» **PROBLEM DETAILS**:
Scan the records below. List lines holding "ohadlevy".

» **RECORDS TO USE**:

PR #337, opened 2017-10-04
Allow running Jenkins over HTTPS

ekohl:
Things to verify:

* [ ] Doesn't break existing web nodes (refactor should be safe)
* [ ] Doesn't break jenkins forwarding (left out the ```<Proxy *>```, not sure if that's needed)
* [ ] Letsencrypts .well-known directory might be forwarded to Jenkins as well causing cert requests to fail
* [ ] Enable SSL works and Jenkins is configured to work with it
* [ ] Do we want to disable plain text and move everything over?

### DIFF
--- a/puppet/modules/web/manifests/init.pp
+++ b/puppet/modules/web/manifests/init.pp
@@ -11,11 +11,7 @@
 class web($stable = "1.15", $latest = "1.16", $next = "1.17", $htpasswds = {}, $https = false) {
   include apache
   include rsync::server
-
-  class { 'letsencrypt':
-    email          => 'foreman-infra-notifications@googlegroups.com',
-    configure_epel => false,
-  }
+  include web::letsencypt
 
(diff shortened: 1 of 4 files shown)


ekohl:
I'd like to roll this out somewhere during the day. If you spot anything that'd be greatly appreciated. The first commit shall also be the basis (combined with https://github.com/theforeman/foreman-infra/pull/340) to run redmine over HTTPS

mmoll:
I'll have a look and will deploy it in the (European) night when no jobs are running

ekohl:
I don't mind deploying it myself but you're welcome to deploy it. I do recall Jenkins needed some additional settings inside it to properly use HTTPS but just having the vhost enabled would be a great improvement.

mmoll:
merged with a small typo fix, unfortunately it doesn't work, see `/var/log/letsencrypt/letsencrypt.log` on the Jenkins server.

PR #338, opened 2017-10-10
Add AWStats module for web02

GregSutcliffe:
This has already been applied to Web02 using "puppet apply" while developing it, so it should be fine. Resulting output is viewable at http://downloads.theforeman.org/awstats

### DIFF
--- a/puppet/modules/awstats/manifests/init.pp
+++ b/puppet/modules/awstats/manifests/init.pp
@@ -1,0 +1,38 @@
+class awstats (
+  $vhosts = [
+    'all',
+    'deb',
+    'debugs',
+    'downloads',
+    'stagingdeb',
+    'web',
+    'yum'
+  ]
+) {
+
+  package { 'awstats': ensure => present }
+
+  # Use a cron per vhost instead of the one shipped in the package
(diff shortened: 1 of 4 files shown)


GregSutcliffe:
That's a fair point. I can move it to the debugs vhost which is password protected, would that do?

ekohl:
Sounds like a good idea

GregSutcliffe:
@ekohl updated and applied on web02

ohadlevy:
Is it just me or the links are broken?

GregSutcliffe:
@ohadlevy example? the menu the top works for me, drilldown subpages like awstats.deb.alldomains.html are not currently being generated.

ohadlevy:
I mean the vhost file (Deb, yum etc) in the link you sent earlier

GregSutcliffe:
As per @ekohl's suggestion to protect them, they're now at http://debugs.theforeman.org/awstats

GregSutcliffe:
Oh, i do see a typo in the puppet code that was leftover, thanks @ohadlevy - updated.

mmoll:
merged, thanks @GregSutcliffe!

» **ANSWER SPACE**:
ohadlevy:
@ohadlevy example? the menu the top works for me, drilldown subpages like awstats.deb.alldomains.html are not currently being generated.
ohadlevy:
Oh, i do see a typo in the puppet code that was leftover, thanks @ohadlevy - updated.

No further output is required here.